Hello All, New Guy here, Well it finally happened, after flawless operation from about 1977 my Ariens 24" snowblower finally stopped working, suddenly in the storm the other day. It has the 5hp Tecumseh H50 engine. I cleaned the carb, (which seemed clean) am going to replace the spark plug, (looks original but still sparking) put on a new muffler,(baffles blown out) and change the head gasket (noticed gasoline leaking out through it). I was wondering if someone new the spark plug gap and what the torque should be on the head bolts. I'm sure it's a carb issue, I can get it running and use it, but after I shut it down, I can't get it running again, my low and high speed needles are set one turn out, is this normally correct? Thanks for the help, Bill


----------



## motorhead64 (Dec 15, 2013)

Hi Big Fish Billy
Welcome to the forum. Sounds like trouble free usage for longer than can be expected. Original plug? I change mine every year. Torque for head is 200 inch lbs or 16.5 ft. lbs. Plug gap is .030 inches. Keep her runnin! MH


----------



## Big Fish Billy (Feb 6, 2014)

Thank you very much, yes trying to keep throwing parts at it, my neighbor just bought a new one for $1,100, trying to avoid that.


----------



## Shryp (Jan 1, 2011)

H50s are known for needing the valves ground and lapped sometimes too. Especially if it starts acting up once it gets hot.


----------



## mkd (Dec 31, 2013)

big fish billy! set the high speed at 1 1/2 turn out and the low speed at 1 turn out. get the engine completely warm and at idle turn the low speed in till it starts to slow ,then out till it starts to slow, then set the low speed needle half way between the lean and rich rpm drop position. then put the machine on high speed and turn the high speed jet in till it stumbles and then out till it stumbles and set the high speed midway between the two stumble positions. you will know when the low speed is right when it will transition to high speed without stumbling or coughing. high speed will be right when you can start the cold engine with the choke and within a few seconds be able to let the choke off completely. if the high speed is too lean it will be hard to start cold and will die shortly after the engine is started from stone cold. this might put the high speed a tad rich but then you don't have to mess with the choke once it starts up from cold. if you let the choke off from cold start if it's lean it will start to sputter. i like to tweak the high speed just rich enough it doesn't sputter when the choke is completely let off from cold start up. hope this makes sense. i beleave my high speed ended up about 1/2turn richer than the initial 1 1/2 turns. but by being richer it will start better and run better when it's really cold out.


----------



## Big Fish Billy (Feb 6, 2014)

Thank you guys, I will try that stuff, to be honest, I haven't had to do anything with this machine since it was new, so turning screws now that haven't ever been moved.
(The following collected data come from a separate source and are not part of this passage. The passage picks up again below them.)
PR #1579, opened 2024-08-21
696: Add migration to disable applications for nuernberg project regions

ztefanie:
### Short description
Changed regions of the nuernberg project to be appication-disabled.

### Proposed changes
- Add a migration to update the activatedForApplication cloumn for nuernberg region of nuernberg project to be false

### Side effects
- hopefully non, maybe anything that is related to creating applications in nurnberg, which should be nothing, maybe also things that are related to create cards in nuernberg.

### Resolved issues

Fixes: #696


f1sh1918:
@ztefanie
i don't think this is the solution for this ticket.
The flag you set disables the possibility to choose the region in the application process (on the frontend).
This is currently also not possible because the nuernberg project does not use the application process at all.
To disable this in the database is not wrong but i think what should be done here is to add a check to the application related mutation. In the issue max mentioned to add a flag to the backend configuration.
This flag should be used in the application mutation.

ztefanie:
> @ztefanie i don't think this is the solution for this ticket. The flag you set disables the possibility to choose the region in the application process (on the frontend side). This is currently (even without this value) not possible because the nuernberg project does not use the application process at all. To disable this in the database is not needed here. I think what should be done instead is to add a check to the application related mutation. In the issue max mentioned to add a flag to the backend configuration. This flag should be used in the application mutation and throw a forbidden error response for projects that are not enabled.

This database field is checked on the backend side. I tried with graphiql that you can add an application currently, but not any longer with my changes. This is a backend check.

I also thought about the solution to add this to the project config but i think is not necessary and adds unneeded complexity, as 
we only have one region for nuernberg, koblenz (and frankfurt) and therefore adding it to the project just duplicates the logic/complexity and we need the have some hierarchy of the two statements that forbit the applications. With my changes we avoid having the case, that it is forbidden project wise, but allowed region wise.

This is a backend side fix.

f1sh1918:
> > @ztefanie i don't think this is the solution for this ticket. The flag you set disables the possibility to choose the region in the application process (on the frontend side). This is currently (even without this value) not possible because the nuernberg project does not use the application process at all. To disable this in the database is not needed here. I think what should be done instead is to add a check to the application related mutation. In the issue max mentioned to add a flag to the backend configuration. This flag should be used in the application mutation and throw a forbidden error response for projects that are not enabled.
> 
> This database field is checked on the backend side. I tried with graphiql that you can add an application currently, but not any longer with my changes. This is a backend check.
> 
> I also thought about the solution to add this to the project config but i think is not necessary and adds unneeded complexity, as we only have one region for nuernberg, koblenz (and frankfurt) and therefore adding it to the project just duplicates the logic/complexity and we need the have some hierarchy of the two statements that forbit the applications. With my changes we avoid having the case, that it is forbidden project wise, but allowed region wise.
> 
> This is a backend side fix.

Alright i missed some pieces, you are right.
The only issue i see here then is that we set `activatedForApplication` default true. 
Maybe we can set this project base by a backend config variable?

ztefanie:
> > > @ztefanie i don't think this is the solution for this ticket. The flag you set disables the possibility to choose the region in the application process (on the frontend side). This is currently (even without this value) not possible because the nuernberg project does not use the application process at all. To disable this in the database is not needed here. I think what should be done instead is to add a check to the application related mutation. In the issue max mentioned to add a flag to the backend configuration. This flag should be used in the application mutation and throw a forbidden error response for projects that are not enabled.
> > 
> > 
> > This database field is checked on the backend side. I tried with graphiql that you can add an application currently, but not any longer with my changes. This is a backend check.
> > I also thought about the solution to add this to the project config but i think is not necessary and adds unneeded complexity, as we only have one region for nuernberg, koblenz (and frankfurt) and therefore adding it to the project just duplicates the logic/complexity and we need the have some hierarchy of the two statements that forbit the applications. With my changes we avoid having the case, that it is forbidden project wise, but allowed region wise.
> > This is a backend side fix.
> 
> Alright i missed some pieces, you are right. The only issue i see here then is that we set `activatedForApplication` default true. Maybe we can set this project based by a backend config variable? What do you think? If not we would have to make a database migration for each region we add that has no application feature in the frontend

Or we set the default to false, as for mulit-region projects the users than can activate there region if wanted in the settings?

f1sh1918:
> > > > @ztefanie i don't think this is the solution for this ticket. The flag you set disables the possibility to choose the region in the application process (on the frontend side). This is currently (even without this value) not possible because the nuernberg project does not use the application process at all. To disable this in the database is not needed here. I think what should be done instead is to add a check to the application related mutation. In the issue max mentioned to add a flag to the backend configuration. This flag should be used in the application mutation and throw a forbidden error response for projects that are not enabled.
> > > 
> > > 
> > > This database field is checked on the backend side. I tried with graphiql that you can add an application currently, but not any longer with my changes. This is a backend check.
> > > I also thought about the solution to add this to the project config but i think is not necessary and adds unneeded complexity, as we only have one region for nuernberg, koblenz (and frankfurt) and therefore adding it to the project just duplicates the logic/complexity and we need the have some hierarchy of the two statements that forbit the applications. With my changes we avoid having the case, that it is forbidden project wise, but allowed region wise.
> > > This is a backend side fix.
> > 
> > 
> > Alright i missed some pieces, you are right. The only issue i see here then is that we set `activatedForApplication` default true. Maybe we can set this project based by a backend config variable? What do you think? If not we would have to make a database migration for each region we add that has no application feature in the frontend
> 
> Or we set the default to false, as for mulit-region projects the users than can activate there region if wanted in the settings?

Hm the issue was to set that default true, that new regions for bavaria should use the new process instead of having to `opt-in` it because they may never do :D

ztefanie:
@f1sh1918 Do I now have to remove the migration?

Locally, if I change the setup and restart, the values are as expected, but I am not really sure if this is also what happens on the server.

f1sh1918:
> @f1sh1918 Do I now have to remove the migration?
> 
> Locally, if I change the setup and restart, the values are as expected, but I am not really sure if this is also what happens on the server.

Yes we don't need it.

The createOrUpdate function will run on start/restart
So when we apply next release package

f1sh1918:
> > @f1sh1918 Do I now have to remove the migration?
> > Locally, if I change the setup and restart, the values are as expected, but I am not really sure if this is also what happens on the server.
> 
> Yes we don't need it.
> 
> The createOrUpdate function will run on start/restart So when we apply next release package or manually trigger service restart

Hm well i just set the value to true in the database and restarted backend job. The function will be definitly executed but doesn't override the value in the database @ztefanie have to check why

f1sh1918 (approved):
Works fine :)
Just set activatedForApplication to true in the database and restarted the backend service. This deactivated the `activatedForApplication`

backend/src/main/kotlin/app/ehrenamtskarte/backend/regions/database/Setup.kt
```diff
@@ -59,7 +62,7 @@ fun insertOrUpdateRegions() {
             }
         }
         // TODO #1551: Adjust regionidentifier_unique constraint
-        createOrUpdateRegion(NUERNBERG_PASS_PROJECT, "Nürnberg", "Stadt", null, "https://nuernberg.de")
-        createOrUpdateRegion(KOBLENZ_PASS_PROJECT, "Koblenz", "Stadt", "07111", "https://koblenz.de/")
+        createOrUpdateRegion(NUERNBERG_PASS_PROJECT, "Nürnberg", "Stadt", null, "https://nuernberg.de", false)
```
steffenkleinle, line 65: :question: Wouldn't it make sense to read these values from the build config? Otherwise the config is a little spread between different places, isn't it?

steffenkleinle (commented):
Sadly does not work for me, but maybe I am doing something wrong. The UI doesn't change with both `true` or `false` in the DB. Manually setting it to `true` and restarting did not change it back to `false` for me :/ What am I missing?

backend/src/main/kotlin/app/ehrenamtskarte/backend/regions/database/Setup.kt
ztefanie: good point. But where should it be put? The project configs are in the react / administration part. 
We only could add it to the config.yaml.
@f1sh1918 Any preferences?

steffenkleinle: Oh sorry, I missed that there are no build configs for the backend. Then nvm.

steffenkleinle: Oh sorry, I missed that there are no build configs for the backend. Then nvm.

f1sh1918: i think the `config.yaml` is fine. yes it would be good to have one buildConfig for all project parts. The problem is that we use different source types in the backend which we may have to translate

ztefanie: ok, what do you mean by "The problem is that we use different source types in the backend which we may have to translate". I dont understand this.

f1sh1918: this is just a side note that when we created a big `projectConfig` in f.e. typescript we can not simply import it for the backend but have to convert it to valid `yaml` syntax

f1sh1918:
> Sadly does not work for me, but maybe I am doing something wrong. The UI doesn't change with both `true` or `false` in the DB. Manually setting it to `true` and restarting did not change it back to `false` for me :/ What am I missing?

I'm not really sure what your expectation is here. Only the database value should change and if you manually trigger a graphql mutation with application data you will get an error response. The frontend is not connected to the sendApplication mutation for sozialpass

steffenkleinle:
> > Sadly does not work for me, but maybe I am doing something wrong. The UI doesn't change with both `true` or `false` in the DB. Manually setting it to `true` and restarting did not change it back to `false` for me :/ What am I missing?
> 
> I'm not really sure what your expectation is here.

Me neither, that is why I am asking. 

>Only the database value should change

It did not for me, but maybe I was testing wrong.

> and if you manually trigger a graphql mutation with application data you will get an error response.

Okay, how do I do that?

> The frontend is not connected to the sendApplication mutation for sozialpass

I did not test/expect the frontend to do anything, I meant administration frontend.

> I think some testing instructions could help in this case

Yes, testing instructions would be nice.

f1sh1918:
1. Change the `activatedForApplication` in the database for region nuernberg to `true`
2. Rerun backend service. Value should change to false

ztefanie:
> Sadly does not work for me, but maybe I am doing something wrong. The UI doesn't change with both `true` or `false` in the DB. Manually setting it to `true` and restarting did not change it back to `false` for me :/ What am I missing?

I assume you have not restarted docker.

ztefanie:
Sorry for the late response, I am really busy :face_exhaling: 

Here a video how I do it and the upload is applied:
https://github.com/user-attachments/assets/391dec06-1213-4e12-8fd1-daeae6041e83

ztefanie:
> > and if you manually trigger a graphql mutation with application data you will get an error response.
> 
> Okay, how do I do that?

- Start the backend
- go to: [this link](http://0.0.0.0:8000/graphiql/?query=mutation%20addEakApplication(%24regionId%3A%20Int!%2C%20%24application%3A%20ApplicationInput!%2C%20%24project%3A%20String!)%20%7B%0A%20%20result%3A%20addEakApplication(regionId%3A%20%24regionId%2C%20application%3A%20%24application%2C%20project%3A%20%24project)%0A%7D%0A&variables=%7B%0A%20%20%22regionId%22%3A%2094%2C%0A%20%20%22application%22%3A%20%7B%0A%20%20%20%20%22applicationDetails%22%3A%20%7B%0A%20%20%20%20%20%20%22applicationType%22%3A%20%22FIRST_APPLICATION%22%2C%0A%20%20%20%20%20%20%22cardType%22%3A%20%22BLUE%22%2C%0A%20%20%20%20%20%20%22givenInformationIsCorrectAndComplete%22%3A%20true%2C%0A%20%20%20%20%20%20%22hasAcceptedEmailUsage%22%3A%20true%2C%0A%20%20%20%20%20%20%22hasAcceptedPrivacyPolicy%22%3A%20true%2C%0A%20%20%20%20%20%20%22wantsDigitalCard%22%3A%20true%2C%0A%20%20%20%20%20%20%22wantsPhysicalCard%22%3A%20false%2C%0A%20%20%20%20%20%20%22blueCardEntitlement%22%3A%20%7B%0A%20%20%20%20%20%20%20%20%22entitlementType%22%3A%20%22VOLUNTEER_SERVICE%22%2C%0A%20%20%20%20%20%20%20%20%22volunteerServiceEntitlement%22%3A%20%7B%0A%20%20%20%20%20%20%20%20%20%20%22certificate%22%3A%20%7B%0A%20%20%20%20%20%20%20%20%20%20%20%20%22data%22%3A%201%0A%20%20%20%20%20%20%20%20%20%20%7D%2C%0A%20%20%20%20%20%20%20%20%20%20%22programName%22%3A%20%7B%0A%20%20%20%20%20%20%20%20%20%20%20%20%22shortText%22%3A%20%22Volunteer%20Program%22%0A%20%20%20%20%20%20%20%20%20%20%7D%0A%20%20%20%20%20%20%20%20%7D%0A%20%20%20%20%20%20%7D%0A%20%20%20%20%7D%2C%0A%20%20%20%20%22personalData%22%3A%20%7B%0A%20%20%20%20%20%20%22address%22%3A%20%7B%0A%20%20%20%20%20%20%20%20%22country%22%3A%20%7B%0A%20%20%20%20%20%20%20%20%20%20%22shortText%22%3A%20%22Germany%22%0A%20%20%20%20%20%20%20%20%7D%2C%0A%20%20%20%20%20%20%20%20%22houseNumber%22%3A%20%7B%0A%20%20%20%20%20%20%20%20%20%20%22shortText%22%3A%20%22123%22%0A%20%20%20%20%20%20%20%20%7D%2C%0A%20%20%20%20%20%20%20%20%22location%22%3A%20%7B%0A%20%20%20%20%20%20%20%20%20%20%22shortText%22%3A%20%22Munich%22%0A%20%20%20%20%20%20%20%20%7D%2C%0A%20%20%20%20%20%20%20%20%22postalCode%22%3A%20%7B%0A%20%20%20%20%20%20%20%20%20%20%22shortText%22%3A%20%2280331%22%0A%20%20%20%20%20%20%20%20%7D%2C%0A%20%20%20%20%20%20%20%20%22street%22%3A%20%7B%0A%20%20%20%20%20%20%20%20%20%20%22shortText%22%3A%20%22Example%20Street%22%0A%20%20%20%20%20%20%20%20%7D%0A%20%20%20%20%20%20%7D%2C%0A%20%20%20%20%20%20%22dateOfBirth%22%3A%20%7B%0A%20%20%20%20%20%20%20%20%22date%22%3A%20%221990-01-01%22%0A%20%20%20%20%20%20%7D%2C%0A%20%20%20%20%20%20%22emailAddress%22%3A%20%7B%0A%20%20%20%20%20%20%20%20%22email%22%3A%20%22johndoe%40example.com%22%0A%20%20%20%20%20%20%7D%2C%0A%20%20%20%20%20%20%22forenames%22%3A%20%7B%0A%20%20%20%20%20%20%20%20%22shortText%22%3A%20%22John%22%0A%20%20%20%20%20%20%7D%2C%0A%20%20%20%20%20%20%22surname%22%3A%20%7B%0A%20%20%20%20%20%20%20%20%22shortText%22%3A%20%22Doe%22%0A%20%20%20%20%20%20%7D%2C%0A%20%20%20%20%20%20%22telephone%22%3A%20%7B%0A%20%20%20%20%20%20%20%20%22shortText%22%3A%20%22123456789%22%0A%20%20%20%20%20%20%7D%0A%20%20%20%20%7D%0A%20%20%7D%2C%0A%20%20%22project%22%3A%20%22nuernberg.sozialpass.app%22%0A%7D)
- run it and get expected error: REGION_NOT_ACTIVATED_FOR_APPLICATION
- change project to bayern in the request and region id to a region of bayern project, e.g. 1 and see the success message

steffenkleinle (approved):
Hmm, I thought I did exactly that and it did not work. Anyway, dumped the whole database, reinstalled everything and now works as expected.

Thanks for the detailed answers! :heart:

I have 90-95 pounds compression, does that sound alright, or do I need to grind the valves. I have never used the choke, I just turn it over with the starter and touch my hand over the carb opening and off she goes, I either lost or never had an air cleaner, if someone knows what was original, I'd love to get an air cleaner (at least the shell) to keep the snow out. To be honest, it stalled out this past storm when some snow blew in the carb, and hasn't been the same since.


----------



## Sparks69 (Feb 7, 2014)

mkd said:


> big fish billy! set the high speed at 1 1/2 turn out and the low speed at 1 turn out. get the engine completely warm and at idle turn the low speed in till it starts to slow ,then out till it starts to slow, then set the low speed needle half way between the lean and rich rpm drop position. then put the machine on high speed and turn the high speed jet in till it stumbles and then out till it stumbles and set the high speed midway between the two stumble positions. you will know when the low speed is right when it will transition to high speed without stumbling or coughing. high speed will be right when you can start the cold engine with the choke and within a few seconds be able to let the choke off completely. if the high speed is too lean it will be hard to start cold and will die shortly after the engine is stated from stone cold. this might put the high speed a tad rich but then you don't have to mess with the choke once it starts up from cold. if you let the choke off from cold start if it's lean it will start to sputter. i like to tweak the high speed just rich enough it doesn't sputter when the choke is completely let off from cold start up. hope this makes sense. i beleave my high speed ended up about 1/2turn richer than the initial 1 1/2 turns. but by being richer it will start better and run better when it's really cold out.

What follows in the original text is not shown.